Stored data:
Issue #404, opened 2022-06-26
Auto Titan Triple Threat issues


GeckoEidechse:
Auto-Titan Triple Threat does not target Pilot.
Auto-Titan Triple Threat does not damage Titan.

ASpoonPlaysGames:
Closing as stale and probably also fixed (we also have other issues for this which are more active)

PR #595, opened 2023-02-25
Safe IO script part

EladNLG:
DO NOT DISCUSS HERE. GO TO [NorthstarLauncher #404](https://github.com/R2Northstar/NorthstarLauncher/pull/404)

MUST BE MERGED WITH, AND ONLY WITH [NorthstarLauncher #404](https://github.com/R2Northstar/NorthstarLauncher/pull/404)


BobTheBob9:
omw to discuss on https://github.com/R2Northstar/NorthstarMods/pull/595

EladNLG:
HOW DARE YOU!

ASpoonPlaysGames:
> Side-note: `compile-check` does not pass because this PR uses functions which have not been added yet.

You should be able to just add the functions to the json as part of the PR

EladNLG:
> You should be able to just add the functions to the json as part of the PR

what json

ASpoonPlaysGames (changes requested):
Couple minor changes, singleton struct one more a suggestion than a request

ASpoonPlaysGames:
> > You should be able to just add the functions to the json as part of the PR
> 
> what json

https://github.com/R2Northstar/NorthstarMods/blob/main/.github/nativefuncs.json this json

Northstar.Custom/mod/scripts/vscripts/sh_northstar_safe_io.gnut
```diff
@@ -0,0 +1,35 @@
+globalize_all_functions
+
+table< int, void functionref( string ) > pendingCallbacks
```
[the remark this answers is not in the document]
EladNLG: This intends to match the HTTP file. ([see sh_northstar_http_requests.gnut #68](https://github.com/R2Northstar/NorthstarMods/blob/main/Northstar.Custom/mod/scripts/vscripts/sh_northstar_http_requests.gnut#L68))

Northstar.Custom/mod/scripts/vscripts/sh_northstar_safe_io.gnut
```diff
@@ -0,0 +1,35 @@
...
+        delete pendingCallbacks[handle]
+        return
+    }
+    if (handle in pendingJSONCallbacks)
+    {
+        pendingJSONCallbacks[handle](DecodeJSON(result))
+        delete pendingJSONCallbacks[handle]
+        return
+    }
+    unreachable
```
uniboi, line 34: This is reachable.
```suggestion
    throw "Invalid IO callback handle"
```

EladNLG: Proof that it is reachable?

uniboi: If you call this function with a handle that is neither in `pendingCallbacks` nor in `pendingJSONCallbacks`

EladNLG: You are not supposed to call this function from script at all.

This function is only called from native.

uniboi: `unreachable` is supposed to be a hint for the compiler that this function has already returned. If there is any way to reach the statement at all, `throw` should be used as it behaves the same but gives more context to what happens

EladNLG: Yes, because the function should already return - it's either a JSON callback that needs to be done, or a normal callback. If it's neither (which should never happen because Safe I/O should never call an invalid handle) then it's a problem.

There is no context needed.

ASpoonPlaysGames: This isn't really the intended use for `unreachable`, `unreachable` is only meant for when the dumb squirrel compiler cant tell that every code path is returning a value already (although respawn don't always follow this)

This is not the case here, and a `throw` with a simple error message like `"I/O handle "+ handle + "has no callbacks, is NSHandleLoadResult being called improperly?"` would be better imo. Having "code reached unreachable" or whatever the error is is less useful than a properly thrown error message.

.github/nativefuncs.json
```diff
@@ -179,6 +179,48 @@
 			"helpText":"Whether or not HTTP requests can be made to a private network address. You can enable this by starting the game with -allowlocalhttp.",
 			"returnTypeString":"bool",
 			"argTypes":""
+		},
+		{
+			"name":"NS_InternalLoadFile",
+			"helpText":"Loads a file asynchrounously.",
```
ASpoonPlaysGames, line 185:
```suggestion
			"helpText":"Loads a file asynchronously.",
```

.github/nativefuncs.json
```diff
@@ -325,6 +367,48 @@
...
```
ASpoonPlaysGames, line 373:
```suggestion
			"helpText":"Loads a file asynchronously.",
```

.github/nativefuncs.json
```diff
@@ -639,6 +723,48 @@
...
```
ASpoonPlaysGames, line 729:
```suggestion
			"helpText":"Loads a file asynchronously.",
```

ASpoonPlaysGames (approved):
Just a typo, code looks good (the unreachable is being discussed already and I've said my opinion on that, it's not a big deal so I'm not letting it block my approval)

.github/nativefuncs.json
```diff
@@ -179,6 +179,48 @@
...
+			"name":"NSDoesFileExist",
+			"helpText":"Checks whether or not a file exists.",
+			"returnTypeString":"bool",
+			"argTypes":"string file, table data"
+		},
+		{
+			"name":"NSDeleteFile",
+			"helpText":"Deletes a file.",
+			"returnTypeString":"bool",
+			"argTypes":"string file, table data"
```
uniboi, line 211:
```suggestion
			"argTypes":"string file"
```

.github/nativefuncs.json
```diff
@@ -179,6 +179,48 @@
...
+		},
+		{
+			"name":"NSGetAllFiles",
+			"helpText":"Returns an array of all files in a mod's save folder.",
+			"returnTypeString":"array<string>",
+			"argTypes":"string file, table data"
```
uniboi, line 217:
```suggestion
			"argTypes":""
```

.github/nativefuncs.json
```diff
@@ -325,6 +367,48 @@
...
+			"name":"NSSaveJSONFile",
+			"helpText":"Converts a squirrel table to a json string, then saves it to a file.",
+			"returnTypeString":"void",
+			"argTypes":"string file, table data"
+		},
+		{
+			"name":"NSDoesFileExist",
+			"helpText":"Checks whether or not a file exists.",
+			"returnTypeString":"bool",
+			"argTypes":"string file, table data"
```
uniboi, line 393:
```suggestion
			"argTypes":"string file"
```

.github/nativefuncs.json
```diff
@@ -325,6 +367,48 @@
...
+		},
+		{
+			"name":"NSDeleteFile",
+			"helpText":"Deletes a file.",
+			"returnTypeString":"bool",
+			"argTypes":"string file, table data"
```
uniboi, line 399:
```suggestion
			"argTypes":"string file"
```

.github/nativefuncs.json
```diff
@@ -325,6 +367,48 @@
...
+		},
+		{
+			"name":"NSGetAllFiles",
+			"helpText":"Returns an array of all files in a mod's save folder.",
+			"returnTypeString":"array<string>",
+			"argTypes":"string file, table data"
```
uniboi, line 405:
```suggestion
			"argTypes":""
```

.github/nativefuncs.json
```diff
@@ -639,6 +723,48 @@
...
+			"name":"NSSaveJSONFile",
+			"helpText":"Converts a squirrel table to a json string, then saves it to a file.",
+			"returnTypeString":"void",
+			"argTypes":"string file, table data"
+		},
+		{
+			"name":"NSDoesFileExist",
+			"helpText":"Checks whether or not a file exists.",
+			"returnTypeString":"bool",
+			"argTypes":"string file, table data"
```
uniboi, line 749:
```suggestion
			"argTypes":"string file"
```

ASpoonPlaysGames (approved):
Code looks good to me

ASpoonPlaysGames:
> Code looks good to me

why did this appear before the latest commit huh

F1F7Y (approved):
Works in testing, code looks good

uniboi (approved):
Code looks good but I didn't test ingame nor look at the native squirrel api code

[YOUR ASSIGNMENT]:
From the first line of the data above to the line holding "EladNLG: This intends", reproduce each line exactly; emit no other lines.

[RESPONSE TO THIS TASK]:
Issue #404, opened 2022-06-26
Auto Titan Triple Threat issues


GeckoEidechse:
Auto-Titan Triple Threat does not target Pilot.
Auto-Titan Triple Threat does not damage Titan.

ASpoonPlaysGames:
Closing as stale and probably also fixed (we also have other issues for this which are more active)

PR #595, opened 2023-02-25
Safe IO script part

EladNLG:
DO NOT DISCUSS HERE. GO TO [NorthstarLauncher #404](https://github.com/R2Northstar/NorthstarLauncher/pull/404)

MUST BE MERGED WITH, AND ONLY WITH [NorthstarLauncher #404](https://github.com/R2Northstar/NorthstarLauncher/pull/404)


BobTheBob9:
omw to discuss on https://github.com/R2Northstar/NorthstarMods/pull/595

EladNLG:
HOW DARE YOU!

ASpoonPlaysGames:
> Side-note: `compile-check` does not pass because this PR uses functions which have not been added yet.

You should be able to just add the functions to the json as part of the PR

EladNLG:
> You should be able to just add the functions to the json as part of the PR

what json

ASpoonPlaysGames (changes requested):
Couple minor changes, singleton struct one more a suggestion than a request

ASpoonPlaysGames:
> > You should be able to just add the functions to the json as part of the PR
> 
> what json

https://github.com/R2Northstar/NorthstarMods/blob/main/.github/nativefuncs.json this json

Northstar.Custom/mod/scripts/vscripts/sh_northstar_safe_io.gnut
```diff
@@ -0,0 +1,35 @@
+globalize_all_functions
+
+table< int, void functionref( string ) > pendingCallbacks
```
[the remark this answers is not in the document]
EladNLG: This intends to match the HTTP file. ([see sh_northstar_http_requests.gnut #68](https://github.com/R2Northstar/NorthstarMods/blob/main/Northstar.Custom/mod/scripts/vscripts/sh_northstar_http_requests.gnut#L68))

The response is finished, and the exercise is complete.